TASK REQUIREMENTS: Below is a block of records; please copy all of them exactly.

EXERCISE DATA:
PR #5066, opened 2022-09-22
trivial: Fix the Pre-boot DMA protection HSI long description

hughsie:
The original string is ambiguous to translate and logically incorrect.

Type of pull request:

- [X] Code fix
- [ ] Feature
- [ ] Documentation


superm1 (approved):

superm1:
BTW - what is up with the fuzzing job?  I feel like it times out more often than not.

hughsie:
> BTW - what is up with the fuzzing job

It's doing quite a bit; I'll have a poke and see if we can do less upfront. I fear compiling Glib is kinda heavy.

THE COMPLETED TASK:
PR #5066, opened 2022-09-22
trivial: Fix the Pre-boot DMA protection HSI long description

hughsie:
The original string is ambiguous to translate and logically incorrect.

Type of pull request:

- [X] Code fix
- [ ] Feature
- [ ] Documentation


superm1 (approved):

superm1:
BTW - what is up with the fuzzing job?  I feel like it times out more often than not.

hughsie:
> BTW - what is up with the fuzzing job

It's doing quite a bit; I'll have a poke and see if we can do less upfront. I fear compiling Glib is kinda heavy.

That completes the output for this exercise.